__The task__: Gather every line below where "tolerance" appears.

(Material provided Opens)

Issue #850, opened 2022-03-05
[ITensors] [ENHANCEMENT] More general `site_range` collections in `correlation_matrix`


mtfishman:
It would be nice to support more general `site_range`s in `correlation_matrix`. For example now you can do:
```julia
julia> using ITensors

julia> n = 10;

julia> s = siteinds("S=1/2", n);

julia> psi = randomMPS(s);

julia> correlation_matrix(psi, "Sz", "Sz"; site_range=3:5)
3×3 Matrix{Float64}:
  0.25       -0.0336051   -0.0652171
 -0.0336051   0.25         0.00880679
 -0.0652171   0.00880679   0.25
```
However this is not supported:
```julia
julia> correlation_matrix(psi, "Sz", "Sz"; site_range=[3, 5])
ERROR: MethodError: Cannot `convert` an object of type Vector{Int64} to an object of type UnitRange{Int64}
Closest candidates are:
  convert(::Type{T}, ::LinearAlgebra.Factorization) where T<:AbstractArray at ~/software/julia-1.7.2/share/julia/stdlib/v1.7/LinearAlgebra/src/factorization.jl:58
  convert(::Type{T}, ::AbstractRange) where T<:AbstractRange at ~/software/julia-1.7.2/share/julia/base/range.jl:215
  convert(::Type{T}, ::T) where T<:AbstractArray at ~/software/julia-1.7.2/share/julia/base/abstractarray.jl:16
  ...
Stacktrace:
 [1] correlation_matrix(psi::MPS, _Op1::String, _Op2::String; kwargs::Base.Pairs{Symbol, Vector{Int64}, Tuple{Symbol}, NamedTuple{(:site_range,), Tuple{Vector{Int64}}}})
   @ ITensors ~/.julia/packages/ITensors/5sSxp/src/mps/mps.jl:630
 [2] top-level scope
   @ REPL[7]:1
```
I would picture this would output:
```julia
julia> correlation_matrix(psi, "Sz", "Sz"; site_range=[3, 5])
3×3 Matrix{Float64}:
  0.25        -0.0652171
 -0.0652171    0.25
```
@emstoudenmire @JanReimers

mtfishman:
Also see the discussion in #858, maybe we want to rename the keyword argument to `sites` since it wouldn't always be a range object with this new design.

PR #858, opened 2022-03-12
Implement changes in #800 for expect interface

### LINKED ISSUE #800: [ENHANCEMENT] `expect` interface
I think a better design for the `expect` function interface would be the following:

1. A version `expect(psi::MPS, ops::Vector{<:AbstractString})` that return `Vector{Vector{Float64}}`.
2. A version `expect(psi::MPS, op::AbstractString)` that returns `Vector{Float64}`, which is a wrapper around version 1.

I also think we should always return a `Vector` of results even if there is only a single site in the `site_range`.

The reasoning is twofold:

1. Type stability. In this case, it is not an issue of the performance cost of type instability, but I think it is a design goal we should strive for in general unless there is a very compelling reason (like the site type system, or the `ITensor` type design). Type stability is a good design goal since it helps with predictability of the code: the Julia compiler can predict what types are output based on what types are input, but so can users, which I think in general helps make the code more self-documenting and less surprising.
2. Related to the "surprise" factor in comment 1., it would help with writing generic code. For example, say that someone is writing a generic code that wraps `expect` and does some analysis (say averages all of the expectation values). In the current design, the implementation would have to look something like this:
```julia
function expect_mean(psi::MPS, ops::AbstractString...; kwargs...)
  os = expect(psi, ops...; kwargs...)
  if length(ops) == 1
    return os
  end
  return mean(os)
end
```
while in the current interface proposal, it could look like this:
```julia
function expect_mean(psi::MPS, ops::Vector{<:AbstractString}; kwargs...)
  return mean(expect(psi, ops; kwargs...))
end
```
Similar branching logic might have to be done to handle the special case of `length(site_range) == 1` as well (not in this case, since `mean` is generic for `Vector` or `Number`, but for other situations where that isn't the case).

Also see the discussion in https://github.com/ITensor/ITensor/pull/402.

emstoudenmire:
Implements changes discussed in issue JuliaLang/julia#800 for the `expect` function.
Also implements a new keyword arg `site=s` which is equivalent to passing
`site_range=s:s`. It is an error if both keywords are passed.

Internally, `expect` now uses the `map` function to convert the container
of op names (`ops`) into an equivalent container of vectors of zeros,
then fills these up with the expectation values computed.

There are now two helper functions which convert variable numbers of 
string arguments into tuples to pass into the version of `expect` 
taking a container.

Added a unit test.

### DIFF
--- a/src/itensor.jl
+++ b/src/itensor.jl
@@ -1997,15 +1997,26 @@ function indpairs(T::ITensor; plev::Pair{Int,Int}=0 => 1, tags::Pair=ts"" => ts"
 end
 
 """
-    ishermitian(T::ITensor; eps = 1E-10)
+    transpose(T::ITensor)
+
+Treating an ITensor as a map from a set of indices
+of prime level 0 to a matching set of indices but
+of prime level 1 
+[for example: (i,j,k,...) -> (j',i',k',...)]
+return the ITensor which is the transpose of this map.
+"""
+transpose(T::ITensor) = swapprime(T, 0 => 1)
+
+"""
+    ishermitian(T::ITensor; kwargs...)
 
 Test whether an ITensor is a Hermitian operator,
-up to a numerical tolerance. To be considered an
-operator, an ITensor must have matching pairs
-of indices with prime level 0 and 1.
+that is whether taking `dag` of the ITensor and
+transposing its indices returns numerically 
+the same ITensor.
 """
 function ishermitian(T::ITensor; kwargs...)
-  return isapprox(T, dag(swapprime(T, 0, 1)); kwargs...)
+  return isapprox(T, dag(transpose(T)); kwargs...)
 end
 
 # Trace an ITensor over pairs of indices determined by
--- a/src/itensor.jl
+++ b/src/itensor.jl
@@ -2003,12 +2003,9 @@ Test whether an ITensor is a Hermitian operator,
 up to a numerical tolerance. To be considered an
 operator, an ITensor must have matching pairs
 of indices with prime level 0 and 1.
-
-# Optional Keyword Arguments
-- `eps = 1E-10`: the numerical tolerance to use 
 """
-function ishermitian(T::ITensor; eps=1E-10)
-  return norm(T - dag(swapprime(T, 0, 1))) < eps
+function ishermitian(T::ITensor; kwargs...)
+  return isapprox(T, dag(swapprime(T, 0, 1)); kwargs...)
 end
 
 # Trace an ITensor over pairs of indices determined by
--- a/src/itensor.jl
+++ b/src/itensor.jl
@@ -1996,6 +1996,21 @@ function indpairs(T::ITensor; plev::Pair{Int,Int}=0 => 1, tags::Pair=ts"" => ts"
   return is_first .=> is_last
 end
 
+"""
+    ishermitian(T::ITensor; eps = 1E-10)
+
+Test whether an ITensor is a Hermitian operator,
+up to a numerical tolerance. To be considered an
+operator, an ITensor must have matching pairs
+of indices with prime level 0 and 1.
+
+# Optional Keyword Arguments
+- `eps = 1E-10`: the numerical tolerance to use 
+"""
+function ishermitian(T::ITensor; eps=1E-10)
+  return norm(T - dag(swapprime(T, 0, 1))) < eps
+end
+
 # Trace an ITensor over pairs of indices determined by
 # the prime levels and tags. Indices that are not in pairs
 # are not traced over, corresponding to a "batched" trace.
--- a/src/mps/mps.jl
+++ b/src/mps/mps.jl
@@ -722,15 +722,23 @@ function correlation_matrix(psi::MPS, _Op1::AbstractString, _Op2::AbstractString
 end
 
 """
-    expect(psi::MPS,ops::AbstractString...;kwargs...)
+    expect(psi::MPS,ops::AbstractString...; kwargs...)
+    expect(psi::MPS,ops; kwargs...)
 
-Given an MPS `psi` and an operator name, returns
+Given an MPS `psi` and a single operator name, returns
 a vector of the expected value of the operator on 
-each site of the MPS. If multiple operator names are
-provided, returns a tuple of expectation value vectors.
+each site of the MPS. 
+
+If multiple operator names are provided, returns a tuple 
+of expectation value vectors.
+
+If a container of operator names is provided, returns the
+same type of container with names replaced by vectors
+of expectation values.
 
 # Optional Keyword Arguments
 - `site_range = 1:length(psi)`: compute expected values only for sites in the given range
+- `site`: compute the expected value on a given site
 
 # Examples
 
@@ -747,14 +755,21 @@ dens = expect(psi,"Ntot")
 updens,dndens = expect(psi,"Nup","Ndn")
 ```
 """
-function expect(psi::MPS, ops::AbstractString...; kwargs...)
+function expect(psi::MPS, ops; kwargs...)
   psi = copy(psi)
   N = length(psi)
   ElT = real(promote_itensor_eltype(psi))
   Nops = length(ops)
   s = siteinds(psi)
 
-  site_range::UnitRange{Int} = get(kwargs, :site_range, 1:N)
+  if haskey(kwargs, :site)
+    haskey(kwargs, :site_range) &&
+      error("Cannot pass both site and site_range keyword args to expect")
+    site = kwargs[:site]
+    site_range = site:site
+  else
+    site_range::UnitRange{Int} = get(kwargs, :site_range, 1:N)
+  end
   Ns = length(site_range)
   start_site = first(site_range)
   offset = start_site - 1
@@ -762,7 +777,7 @@ function expect(psi::MPS, ops::AbstractString...; kwargs...)
   orthogonalize!(psi, start_site)
   norm2_psi = norm(psi)^2
 
-  ex = ntuple(n -> zeros(ElT, Ns), Nops)
+  ex = map(n -> zeros(ElT, Ns), ops)
   for j in site_range
     orthogonalize!(psi, j)
     for n in 1:Nops
@@ -771,11 +786,15 @@ function expect(psi::MPS, ops::AbstractString...; kwargs...)
     end
   end
 
-  if Nops == 1
-    return Ns == 1 ? ex[1][1] : ex[1]
-  else
-    return Ns == 1 ? [x[1] for x in ex] : ex
-  end
+  return ex
+end
+
+function expect(psi::MPS, op::AbstractString; kwargs...)
+  return expect(psi, (op,); kwargs...)[1]
+end
+
+function expect(psi::MPS, op1::AbstractString, ops::AbstractString...; kwargs...)
+  return expect(psi, (op1, ops...); kwargs...)
 end
 
 function HDF5.write(parent::Union{HDF5.File,HDF5.Group}, name::AbstractString, M::MPS)
--- a/src/mps/mps.jl
+++ b/src/mps/mps.jl
@@ -772,7 +772,7 @@ function expect(psi::MPS, ops; kwargs...)
   Ns = length(site_range)
   start_site = first(site_range)
 
-  el_types = map(o -> ishermitian(op(o, s[start_site])) ? Float64 : ElT, ops)
+  el_types = map(o -> ishermitian(op(o, s[start_site])) ? real(ElT) : ElT, ops)
 
   orthogonalize!(psi, start_site)
   norm2_psi = norm(psi)^2
--- a/src/mps/mps.jl
+++ b/src/mps/mps.jl
@@ -722,7 +722,7 @@ function correlation_matrix(psi::MPS, _Op1::AbstractString, _Op2::AbstractString
 end
 
 """
-    expect(psi::MPS,ops::AbstractString...; kwargs...)
+    expect(psi::MPS,op::AbstractString...; kwargs...)
     expect(psi::MPS,ops; kwargs...)
 
 Given an MPS `psi` and a single operator name, returns
@@ -737,8 +737,7 @@ same type of container with names replaced by vectors
 of expectation values.
 
 # Optional Keyword Arguments
-- `site_range = 1:length(psi)`: compute expected values only for sites in the given range
-- `site`: compute the expected value on a given site
+- `sites = 1:length(psi)`: compute expected values only for sites in the given range
 
 # Examples
 
@@ -747,12 +746,13 @@ N = 10
 
 s = siteinds("S=1/2",N)
 psi = randomMPS(s; linkdims=8)
-Z = expect(psi,"Sz";site_range=2:6)
+Z = expect(psi,"Sz";sites=2:4) # compute for sites 2,3,4
+Z3 = expect(psi,"Sz";sites=3)  # compute for site 3 only (output will be a scalar)
 
 s = siteinds("Electron",N)
 psi = randomMPS(s; linkdims=8)
 dens = expect(psi,"Ntot")
-updens,dndens = expect(psi,"Nup","Ndn")
+updens,dndens = expect(psi,"Nup","Ndn") # pass more than one operator
 ```
 """
 function expect(psi::MPS, ops; kwargs...)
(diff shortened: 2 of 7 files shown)


mtfishman:
Overall looks good, thanks!

Maybe we can think about an interface where we don't have both `site_range` and `site`.

My proposal would be to combine them into a single keyword argument `sites`. This could then include passing a non-contiguous range, like `sites=[2, 4]` if you just want the expectation values on sites `2` and `4`. This is something I think we should also have for `correlation_matrix` (#850).

So for example:
```julia

julia> psi = randomMPS(s);

julia> expect(psi, "X"; sites=2:4)
3-element Vector{Float64}:
 0.9627825241221968
 0.9788691729733142
 0.8921243804181297

julia> expect(psi, "X"; sites=2:2)
1-element Vector{Float64}:
 0.9627825241221968

julia> expect(psi, "X"; sites=2)
0.9627825241221968

julia> expect(psi, "X"; sites=[2, 4])
2-element Vector{Float64}:
 0.9627825241221968
 0.8921243804181297
```

test/mps.jl
```diff
@@ -719,6 +719,49 @@ end
...
+
+    res = expect(psi, "Sz"; site_range=2:4)
+    @test res ≈ eSz[2:4]
+
+    res = expect(psi, "Sz", "Sx")
+    @test res[1] ≈ eSz
+    @test res[2] ≈ eSx
+
+    res = expect(psi, "Sz"; site=3)
+    @test typeof(res) == Vector{Float64}
```
mtfishman, line 746: FYI you can write this more succinctly as:
```julia
    @test res isa Vector{Float64}
```

emstoudenmire: Great

emstoudenmire:
Ok I like that idea of having one less keyword arg name to parse and remember.

I know you were just using it as an example, but when you wrote:
```julia
julia> expect(psi, "X"; sites=2) # Not sure if this should return `Float64` or `Vector{Float64}`
0.9627825241221968
```
that would be back to the previous behavior where the single-site case (site_range=2:2) returned a different type, which wasn't type-stable. Technically now I think that passing `sites=2` and getting a number while passing `sites=2:2` and getting a vector *would* be type stable, if we went with that design. It would also be pretty convenient, though it could cause trouble in generic code, perhaps.

What do you think about that issue? Always having the return value be a vector for each operator passed? Or having it switch to being a scalar in the case that there is a single site. (We could still have `sites=[2]` return a length-1 vector.)

mtfishman:
I would see it as an analogy between these two cases:
```julia
expect(psi, ["X"]) isa Vector{Vector{Float64}}
expect(psi, "X") isa Vector{Float64}
```
and:
```julia
expect(psi, "X"; sites=[2]) isa Vector{Float64}
expect(psi, "X"; sites=2:2) isa Vector{Float64}
expect(psi, "X"; sites=2) isa Float64
```

I think that is indeed type stable, since it is basically just this:
```julia
julia> f(; x) = (x isa Number ? 2 * x : 2 * collect(x))

julia> f(; x=2)
4

julia> f(; x=2:2)
1-element Vector{Int64}:
 4

julia> f(; x=2:3)
2-element Vector{Int64}:
 4
 6

julia> @code_warntype f(; x=2)
MethodInstance for (::var"#f##kw")(::NamedTuple{(:x,), Tuple{Int64}}, ::typeof(f))
  from (::var"#f##kw")(::Any, ::typeof(f)) in Main at REPL[5]:1
Arguments
  _::Core.Const(var"#f##kw"())
  @_2::NamedTuple{(:x,), Tuple{Int64}}
  @_3::Core.Const(f)
Locals
  x::Int64
  @_5::Int64
Body::Int64
1 ─ %1  = Base.haskey(@_2, :x)::Core.Const(true)
│         Core.typeassert(%1, Core.Bool)
│         (@_5 = Base.getindex(@_2, :x))
└──       goto #3
2 ─       Core.Const(:(Core.UndefKeywordError(:x)))
└──       Core.Const(:(@_5 = Core.throw(%5)))
3 ┄ %7  = @_5::Int64
│         (x = %7)
│   %9  = (:x,)::Core.Const((:x,))
│   %10 = Core.apply_type(Core.NamedTuple, %9)::Core.Const(NamedTuple{(:x,)})
│   %11 = Base.structdiff(@_2, %10)::Core.Const(NamedTuple())
│   %12 = Base.pairs(%11)::Core.Const(Base.Pairs{Symbol, Union{}, Tuple{}, NamedTuple{(), Tuple{}}}())
│   %13 = Base.isempty(%12)::Core.Const(true)
│         Core.typeassert(%13, Core.Bool)
└──       goto #5
4 ─       Core.Const(:(Base.kwerr(@_2, @_3)))
5 ┄ %17 = Main.:(var"#f#14")(x, @_3)::Int64
└──       return %17

julia> @code_warntype f(; x=2:2)
MethodInstance for (::var"#f##kw")(::NamedTuple{(:x,), Tuple{UnitRange{Int64}}}, ::typeof(f))
  from (::var"#f##kw")(::Any, ::typeof(f)) in Main at REPL[5]:1
Arguments
  _::Core.Const(var"#f##kw"())
  @_2::NamedTuple{(:x,), Tuple{UnitRange{Int64}}}
  @_3::Core.Const(f)
Locals
  x::UnitRange{Int64}
  @_5::UnitRange{Int64}
Body::Vector{Int64}
1 ─ %1  = Base.haskey(@_2, :x)::Core.Const(true)
│         Core.typeassert(%1, Core.Bool)
│         (@_5 = Base.getindex(@_2, :x))
└──       goto #3
2 ─       Core.Const(:(Core.UndefKeywordError(:x)))
└──       Core.Const(:(@_5 = Core.throw(%5)))
3 ┄ %7  = @_5::UnitRange{Int64}
│         (x = %7)
│   %9  = (:x,)::Core.Const((:x,))
│   %10 = Core.apply_type(Core.NamedTuple, %9)::Core.Const(NamedTuple{(:x,)})
│   %11 = Base.structdiff(@_2, %10)::Core.Const(NamedTuple())
│   %12 = Base.pairs(%11)::Core.Const(Base.Pairs{Symbol, Union{}, Tuple{}, NamedTuple{(), Tuple{}}}())
│   %13 = Base.isempty(%12)::Core.Const(true)
│         Core.typeassert(%13, Core.Bool)
└──       goto #5
4 ─       Core.Const(:(Base.kwerr(@_2, @_3)))
5 ┄ %17 = Main.:(var"#f#14")(x, @_3)::Vector{Int64}
└──       return %17
```
and follows the rough rule of having the output collection match as closely as possible to the input collection.

Maybe the most confusing part is calling it `sites` when their might only be one site, but I think that is ok if it means not having to remember multiple keyword argument names.

emstoudenmire:
I made those changes. Overall I really like where this is headed, for example being able to map things like matrices of operator names into matrices of numbers or vectors of expected values, and similar map type behavior with the new `sites` keyword.

I did run into two tricky issues though, and wondered what you thought about them:

1. There seems to be a fundamental type instability (at least the kind @code_warntype doesn't catch) due to the `ElT` variable inside, which grabs the runtime type of the MPS data and allocates vectors with that kind of element type for the output. Temporarily pinning `ElT` to `Float64` allowed me to successfully use `@code_warntype` to confirm type stability of various inputs of the `ops` and `sites` arguments, but then I restored `ElT` to how it was defined before.
2. Because of the nature of this `expect` function, which makes its outer loop over calls to `orthogonalize!(psi,j)` and inner loop over the operators for efficiency reasons, and because of the immutability of tuples, I couldn't easily make cases like `expect(psi,"Sz"; sites=(2,4,7))` return a tuple instead of a vector. I guess it could be done via one more pass over the output to convert vector to tuple, but that seems wasteful and also would lead to pretty cluttered code. Maybe we just shouldn't officially support that case and recommend people instead do `expect(psi,"Sz"; sites=[2,4,7])`? Or do you see a clean way to do it? (Meaning mapping the type of `sites` to the type of the output?)

mtfishman:
> I made those changes. Overall I really like where this is headed, for example being able to map things like matrices of operator names into matrices of numbers or vectors of expected values, and similar map type behavior with the new `sites` keyword.
> 
> I did run into two tricky issues though, and wondered what you thought about them:
> 
>     1. There seems to be a fundamental type instability (at least the kind @code_warntype doesn't catch) due to the `ElT` variable inside, which grabs the runtime type of the MPS data and allocates vectors with that kind of element type for the output. Temporarily pinning `ElT` to `Float64` allowed me to successfully use `@code_warntype` to confirm type stability of various inputs of the `ops` and `sites` arguments, but then I restored `ElT` to how it was defined before.

Fundamentally, the nature of the way we defined the `ITensor` and `MPS` type where they are not parametrized over the element type means this will be the case (since Julia can't possibly infer the element types of an `ITensor` or `MPS` until runtime, since they can switch arbitrarily).

An efficiency concern in this case for not having the element type inferred is if someone was doing heavy duty data analysis of the results of `expect` like looping over many elements, but in that case they should be passing their data to a function (like to do a fourier transform) in which case the type instability shouldn't really be a concern. They can also use a type constraint like `Sz::Vector{Float64} = expect(psi, "Sz")` to fix the element type themselves. So I think this just isn't something we can solve internally, unless we had a design where the user could optionally pass the element type they expect, like `expect(Float64, psi, "Sz")`, but I don't think we should go there.

>     2. Because of the nature of this `expect` function, which makes its outer loop over calls to `orthogonalize!(psi,j)` and inner loop over the operators for efficiency reasons, and because of the immutability of tuples, I couldn't easily make cases like `expect(psi,"Sz"; sites=(2,4,7))` return a tuple instead of a vector. I guess it could be done via one more pass over the output to convert vector to tuple, but that seems wasteful and also would lead to pretty cluttered code. Maybe we just shouldn't officially support that case and recommend people instead do `expect(psi,"Sz"; sites=[2,4,7])`? Or do you see a clean way to do it? (Meaning mapping the type of `sites` to the type of the output?)

I would be ok with either outputting a `Vector` for that case if handling that is too awkward (and specify in the docs that the output type is ill-defined or could change in the future), or just not allowing that as an input. Handling generic code between `Vector` and `Tuple` can be awkward because of mutability vs. immutability, if it can't be written easily to a call to `map` or broadcast.

emstoudenmire:
Thanks, that confirms exactly what I also thought about those two issues.

If you'd like to take a pass or a look at the code to see if there's an easy way to make `;sites=(2,5,8)` map to a Tuple using something like `map` internally, I would be happy if you could figure it out. But the only way I can see would be some (messy) logic at the end of the function where it checks the type of `sites` and the remakes the output to be the right type, after the calculation is done. (That or the more inefficient version of non-trivial calls to `orthogonalize!` more times than needed, which isn't an option.)

mtfishman:
Perhaps we could use a nested call to `map`:
```julia
function expect_site!(psi, s, opname, j)
  orthogonalize!(psi, j)
  return real(scalar(psi[j] * op(opname, s[j]) * dag(prime(psi[j], s[j])))) / norm2_psi
end

ex = map(opname -> map(j -> expect_site!(psi, s, opname, j), site_range), ops)
```
I didn't test that out so I'm not sure if that works (either the code or the idea).

mtfishman:
Also, what if we are taking the expectation value of a non-Hermitian operator, in which case the result isn't guaranteed to be real? Are we just assuming that won't be the case?

emstoudenmire:
Good point about the Hermitian/non-Hermitian thing. Probably we want to not assume that and then check the operators one-by-one like in `correlation_matrix`. 

The double-map code you mentioned above I think runs into the problem that it does multiple passes over the `sites`, meaning `orthogonalize!` will get called multiple times (and not in the way that it can "lazily" just be a do-nothing call to `orthogonalize!`). We could just accept a situation where calling `expect(psi,"Op1","Op2")` has the same cost as two calls to `expect` but I was trying to take advantage of the extra information of the two operators and do something more efficient.

mtfishman:
Yeah, the call to `orthogonalize!` was the part I wasn't sure about. Maybe there is a way to reorganize the code to pull out the call to `orthogonalize!` to make sure it only happens once per site. Agreed we shouldn't sacrifice efficiency to get this corner case working.

src/itensor.jl
```diff
@@ -1996,6 +1996,21 @@ function indpairs(T::ITensor; plev::Pair{Int,Int}=0 => 1, tags::Pair=ts"" => ts"
...
+
+Test whether an ITensor is a Hermitian operator,
+up to a numerical tolerance. To be considered an
+operator, an ITensor must have matching pairs
+of indices with prime level 0 and 1.
+
+# Optional Keyword Arguments
+- `eps = 1E-10`: the numerical tolerance to use 
+"""
+function ishermitian(T::ITensor; eps=1E-10)
```
mtfishman, line 2010: Let's use `atol` here to match Julia's `isapprox`:
```julia
help?> isapprox
search: isapprox

  isapprox(x, y; atol::Real=0, rtol::Real=atol>0 ? 0 : √eps, nans::Bool=false[, norm::Function])


  Inexact equality comparison. Two numbers compare equal if their relative distance or their absolute distance is within
  tolerance bounds: isapprox returns true if norm(x-y) <= max(atol, rtol*max(norm(x), norm(y))). The default atol is zero and the
  default rtol depends on the types of x and y. The keyword argument nans determines whether or not NaN values are considered
  equal (defaults to false).
```
That could anticipate using `rtol` for a relative tolerance, which could make more sense here anyway since it should be in some way relative to the norm of the `ITensor`.

emstoudenmire: Yes, I was wondering if there was a lower-level thing we should be using here, sort of like how the \approx operator we use in tests calls a Base function.

mtfishman: Actually we could just use:
```julia
ishermitian(T::ITensor; kwargs...) = isapprox(T, swapprime(dag(T), 0 => 1); kwargs...)
```

Additionally, this reminds me that I want to define:
```julia
transpose(T::ITensor) = swapprime(T, 0 => 1)
adjoint(T::ITensor) = transpose(dag(T))
```
as a shorthand so we don't have to write `swapprime(T, 0 => 1)` all the time.

Unfortunately the `adjoint` definition clashes with the definition `adjoint(T::ITensor) = prime(T)` to get the notation `T' == prime(T)` (see https://github.com/JuliaLang/julia/issues/44521), but we could add `transpose(T::ITensor)` right now.

emstoudenmire: I just went ahead and implemented it using `isapprox` internally. By the way, we can use all this work on `expect` as a warmup of some of the improvements you mentioned for `correlation_matrix`, including using `isapprox` there for some of the Hermiticity tests etc.

emstoudenmire: Ok we thought of the same thing - I'll go ahead and define transpose too, yes. Later we could make `transpose` more agnostic about the other prime level being 1, but since we use that convention so widely I think it's ok for now.

mtfishman: Yes exactly. I've wanted to come up with a good standard for interfaces with operator-like ITensors which default to prime levels of 0 and 1, but then you can more generally choose the left and right indices with prime levels and tags.

One place I've done that is the `tr(::ITensor)` function: https://github.com/ITensor/ITensors.jl/blob/10d870155ef78ee6c1257ea07f9c1571a651c3bc/src/itensor.jl#L2002 but I think there could be some things to improve about the design there. Ideally we would have a common code pattern that could be shared across all functions that treat ITensors as operators (i.e. matricizing an ITensor), such as `tr`, `tranpose`, `adjoint`, `eigen`, `exp`, etc.

src/mps/mps.jl
```diff
@@ -772,15 +772,17 @@ function expect(psi::MPS, ops; kwargs...)
   Ns = length(site_range)
   start_site = first(site_range)
 
+  el_types = map(o -> ishermitian(op(o, s[start_site])) ? Float64 : ElT, ops)
```
mtfishman, line 775: My guess is that this should be `real(ElT)` instead of `Float64`, for example in case someone is using single precision.

src/itensor.jl
emstoudenmire: Maybe we could chat about this more next week since it's a good design question. By the way, seeing this `tr` function makes me think I should update the Code Example about how to take the trace of an ITensor. (I could leave the existing material there in some form, but really the `tr` function is the proper way not mainly because it's a function but because `tr` should only be formally taken on indices which are identical in meaning).

src/mps/mps.jl
emstoudenmire: Thanks for catching that

mtfishman:
I don't see anything else, is this ready to merge once tests pass?

emstoudenmire:
I think it's good to go. Thanks for all the careful feedback!

emstoudenmire:
As a follow-up, we should look into making similar changes that you suggested for `correlation_matrix`, especially the `sites` keyword arg.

(Material provided Closes)

__Response to the task__:
-up to a numerical tolerance. To be considered an
 up to a numerical tolerance. To be considered an
-- `eps = 1E-10`: the numerical tolerance to use 
+up to a numerical tolerance. To be considered an
+- `eps = 1E-10`: the numerical tolerance to use 
+up to a numerical tolerance. To be considered an
+- `eps = 1E-10`: the numerical tolerance to use 
  tolerance bounds: isapprox returns true if norm(x-y) <= max(atol, rtol*max(norm(x), norm(y))). The default atol is zero and the
That could anticipate using `rtol` for a relative tolerance, which could make more sense here anyway since it should be in some way relative to the norm of the `ITensor`.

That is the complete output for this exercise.